# Aem Intakes



## NJG8GT (Nov 14, 2007)

Hey, I curious if anyone has noticed this who are using the AEM Brute Force Intake Kits. I had intake kit on car since around October/November. I was looking under the hood today and noticed some marks on my silver intake tube. I looked up under hood itself and saw one of the rubber fins slightly bent over as if the intake tube was pressing against it when hood is closed. The rubber fins are part of the fake air scoops we have on car. I took a towel and wiped the marks off of the intake tube. I know lowet runs an AEM Intake and if anyone else has seen this what have you done to correct this. I may be able to rotate tube just a little bit more so that the bent portion of the intake tube right before the filter doesnt hit. I guess i'm gonna try that first. Any suggestions area welcomed. Thanks.


----------



## PDQ GTO (Jun 21, 2007)

Ya - I had similar issue; The tube was rubbing on the hood insulation. I just rotated the tube down and that fixed the problem. Also, the black cage that the filter sits in was just too high and digging into the hood. Cut 1/2 an inch off and all is well. Should be a simple fix... Make sure you MAF is not rubbing or hitting anything too...


----------



## NJG8GT (Nov 14, 2007)

PDQ GTO said:


> Ya - I had similar issue; The tube was rubbing on the hood insulation. I just rotated the tube down and that fixed the problem. Also, the black cage that the filter sits in was just too high and digging into the hood. Cut 1/2 an inch off and all is well. Should be a simple fix... Make sure you MAF is not rubbing or hitting anything too...

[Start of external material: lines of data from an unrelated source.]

PR #1082, opened 2019-03-18
[pg] Different attempt at waiting for channel creation

snario:
Seems more logical that we should be doing this.


packages/playground/src/components/app-root/app-root.tsx
```diff
@@ -447,33 +447,8 @@ export class AppRoot {
...
-        const poll = setInterval(async () => {
-          if (await provider.getTransactionReceipt(transactionHash)) {
-            clearInterval(poll);
-            await onMultisigMined();
-          }
-        }, 5000);
-      }
-    }, TWO_BLOCK_TIMES_ON_AVG_ON_KOVAN);
+    const node = CounterfactualNode.getInstance();
+    node.once(Node.EventName.CREATE_CHANNEL, this.fetchMultisig.bind(this));
```
snario: We actually don't need to fetch the multisig at all b/c the value will be in the args of the event from the node.

PR #1084, opened 2019-03-18
[node] store non-withdraw commitments in the same namespace

IIIIllllIIIIllllIIIIllllIIIIllllIIIIll:


packages/machine/src/protocol/install-virtual-app.ts
```diff
@@ -178,9 +192,7 @@ export const INSTALL_VIRTUAL_APP_PROTOCOL: ProtocolExecutionFlow = {
       };
     },
 
-    Opcode.IO_SEND,
-
-    Opcode.WRITE_COMMITMENT
```
snario: Don't remove

packages/node/package.json
```diff
@@ -7,7 +7,7 @@
   "license": "MIT",
   "scripts": {
     "build": "rollup -c",
-    "test": "jest --setupFiles dotenv-extended/config --runInBand --bail --forceExit",
+    "test": "jest --setupFiles dotenv-extended/config --runInBand --bail --forceExit --verbose",
```
snario: @cf19drofxots there was a reason you removed this no?

cf19drofxots: It was an attempt to speed up the tests if no logs needed to be buffered & printed. Didn't seem to make a difference though.

PR #1096, opened 2019-03-18
[pg-s] Add some basic logs for user activity for observation

snario:


snario:
Note, this is temporary and we should do this kind of thing by writing functions against the main logs and not using the source code.

PR #1102, opened 2019-03-18
[pg-server, pg] Adds a corrupt waller state UI and delete account button

snario:
Fixed the error where your account no longer has a valid state channel in the playground DB

Capture d’écran 2019-03-18 à 17 26 28

### DIFF
--- a/packages/playground/src/components/app-root/app-root.tsx
+++ b/packages/playground/src/components/app-root/app-root.tsx
@@ -277,6 +277,7 @@ export class AppRoot {
     ) as string;
 
     if (!token) {
+      console.error("Couldn't delete account; no token was provided");
       return;
     }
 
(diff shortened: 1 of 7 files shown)


packages/playground/src/components/app-root/app-root.tsx
```diff
@@ -271,6 +271,26 @@ export class AppRoot {
     return loggedUser;
   }
 
+  async deleteAccount(): Promise<void> {
+    const token = window.localStorage.getItem(
+      "playground:user:token"
+    ) as string;
+
+    if (!token) {
+      return;
```
cf19drofxots: Log something to give feedback about delete not being performed.

packages/playground/src/components/app-root/app-root.tsx
```diff
@@ -271,6 +271,26 @@ export class AppRoot {
...
+    }
+
+    const user = await PlaygroundAPIClient.getUser(token);
+
+    try {
+      await PlaygroundAPIClient.deleteAccount(user);
+    } finally {
+      this.updateAccount({ hasCorruptStateChannelState: false });
```
cf19drofxots: This should come immediately after the `deleteAccount` has successfully returned instead of being in the finally block.

PR #1110, opened 2019-03-19
[playground] change message

IIIIllllIIIIllllIIIIllllIIIIllllIIIIll:


packages/playground/src/components/account/account-register/account-register.tsx
```diff
@@ -217,7 +217,7 @@ export class AccountRegister {
       ready: "Register",
       awaitingForWallet: "Check Wallet...",
       creatingAccount: "Creating your account...",
-      deployingMultisig: "Creating state channel..."
+      deployingMultisig: "Deploying state channel contract..."
```
cf19drofxots: There's a tradeoff to be made here.

Since this is more user facing, a user ideally shouldn't care about the technical details (i.e. that it's a deployment or that it's a contract). To them it's just a realization of the concept of a channel being created.

cc @snario @ebryn

IIIIllllIIIIllllIIIIllllIIIIllllIIIIll: To a nontechnical user the confusion over what "creating state channel" means is even worse

snario: I think it isn't worth changing this right because CREATE2 will remove the entire process and the audience presently of the Playground demo still is developers.

IIIIllllIIIIllllIIIIllllIIIIllllIIIIll: If the audience is developers, `deploying contract` is better for them as well

snario: OK @IIIIllllIIIIllllIIIIllllIIIIllllIIIIll does that string fit within the button width without a newline?

IIIIllllIIIIllllIIIIllllIIIIllllIIIIll: `deploying contract` is shorter than `creating state channel`, but `deploying state channel contract` is longer

snario:
```suggestion
      deployingMultisig: "Deploying contract..."
```

Issue #2172, opened 2019-08-12
node: FreeBalance check returns 0 when non-zero


bohendo:
Think there's a reversion in latest CF code, getting the following when trying to swap eth -> dai:
```
Uncaught (in promise) Error: Error: Node with public identifier xpub6E3tjd9js7QMrBtYo7f157D7MwauL6MWdLzKekFaRBb3bvaQnUPjHKJcdNhiqSjhmwa6TcTjV1wSDTgvz52To2ZjhGMiQFbYie2N2LZpNx6 has insufficient funds in channel 0xa5017a0949aF5264D86575F43a1db92f4c2ceebA
  for token 0xeec918d74c746167564401103096d45bbd494b74 to allocate towards an AppInstance. Current free balance for token is 0,
  attempted allocation amount: 9179640000000000000 
```
Even though the hub (xpub id ends with `...Nx6` btw) logs the following before trying to swap:
```
[Nest] 66   - 08/12/2019, 10:19 AM   [ChannelService] Collateralizing 0xa5017a0949aF5264D86575F43a1db92f4c2ceebA with 9179640000000000000, token: 0xeec918d74c746167564401103096d45bbd494b74
```
And the client, before swapping logs:
```
Available collateral: 9.17964 tokens, 9.17964 needed
```

Using: `@counterfactual/node@0.2.42` and `@counterfactual/types/0.0.32`
W same connext code, this error does not appear when using `@counterfactual/node@0.2.41` and `@counterfactual/types/0.0.31`

PS @rhlsthrm noticed the same error while trying to do ERC20 transfers

PR #2174, opened 2019-08-12
[node] add normalization in deserializeFreeBalanceState

IIIIllllIIIIllllIIIIllllIIIIllllIIIIll:
Fixes https://github.com/counterfactual/monorepo/issues/2172


cf19drofxots:
We should bump the version so the fix can be immediately consumed

PR #2178, opened 2019-08-13
[node] add customData field to ProtocolMessage

IIIIllllIIIIllllIIIIllllIIIIllllIIIIll:
`ProtocolMessage` had two issues:

- `signature{1,2,3,4}` are not meaningful labels used by the spec
- the install-virtual-app protocol was misusing one of the signatures to pass data

This PR fixes both issues by creating a `customData` field with arbitrary keys allowed and mechanically moving `signature{1,2,3,4}` into it. A follow-up PR will give the signatures better names.

### DIFF
--- a/packages/node/src/machine/instruction-executor.ts
+++ b/packages/node/src/machine/instruction-executor.ts
@@ -109,7 +109,8 @@ export class InstructionExecutor {
       protocol: protocolName,
       protocolExecutionID: uuid.v1(),
       seq: 0,
-      toXpub: params[firstRecipientFromProtocolName(protocolName)]
+      toXpub: params[firstRecipientFromProtocolName(protocolName)],
+      customData: {}
     });
   }
 
@@ -123,7 +124,8 @@ export class InstructionExecutor {
         params,
         protocolExecutionID: uuid.v1(),
         seq: 0,
-        toXpub: params.responderXpub
+        toXpub: params.responderXpub,
+        customData: {}
       }
     );
   }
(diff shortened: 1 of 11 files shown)


IIIIllllIIIIllllIIIIllllIIIIllllIIIIll:
It is also used to pass some non-signature data: https://github.com/counterfactual/monorepo/pull/2178/files#diff-04891d9781c7500549ac5219b5551ad1R112

cf19drofxots:
> It is also used to pass some non-signature data: https://github.com/counterfactual/monorepo/pull/2178/files#diff-04891d9781c7500549ac5219b5551ad1R112

oh jeez, that's so hacky...

Maybe it makes sense to have a signatures field in the `ProtocolMessage` struct and have another `metadata` field to pass other data?

IIIIllllIIIIllllIIIIllllIIIIllllIIIIll:
I don't see why `signatures` and another non-singnature field should be separated

cf19drofxots:
They don't necessarily need to be. It's just one approach to structure the data in a less hacky way. The other approach is naming the fields more purposefully. A slight bias towards having `signatures` be its own field is because all protocols have them, so it's less of an arbitrary data struct being passed around (as opposed to the case for the other data you pointed to).

IIIIllllIIIIllllIIIIllllIIIIllllIIIIll:
They all have them, but for each protocol the signatures mean different things, so I don't think they should be placed together

cf19drofxots:
Hmm ok. In that case this reasoning should be noted where `customData` gets used because at first glance (similar to my thinking process) seems like the signatures can be grouped.

IIIIllllIIIIllllIIIIllllIIIIllllIIIIll:
added a comment to `customData`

Okay thanks, I'm gonna try loosing the one support brace and the clamp near the throttle body and try to rotate it a little. I dont see at all where the heat shield is rubbing the insulation. I double check. I also looked around after seeing that and checked the clearance of the maf sensor/wires/hoses. All else looks good. When wife gets home tonight and after dinner Im gonna try and rotate it a little. Thanks again.


----------



## PDQ GTO (Jun 21, 2007)

BTW JNgoat - The hood scoop inserts pop out if you ever decide you want some more down their. I took mine out right after I bought the Goat. 



NJgoat said:


> Okay thanks, I'm gonna try loosing the one support brace and the clamp near the throttle body and try to rotate it a little. I dont see at all where the heat shield is rubbing the insulation. I double check. I also looked around after seeing that and checked the clearance of the maf sensor/wires/hoses. All else looks good. When wife gets home tonight and after dinner Im gonna try and rotate it a little. Thanks again.


----------



## NJG8GT (Nov 14, 2007)

*Intake*

The Main support for the intake tube that attaches to the heat shield was adjustable. I slid the support down more on the shield, hopefully giving me enough room for clearance. No part of the intake tube or MAF was touching the shield, but for good measure, I placed a piece of rubber edging around the heat shield cut out so that if any vibration occurrs when hood is closed it would protect the intake tube/maf from rubbing on heat shield. Whew, gettin' a little nervouse there for a minute, was thinkin' I had to find another intake or put stock back on!!! 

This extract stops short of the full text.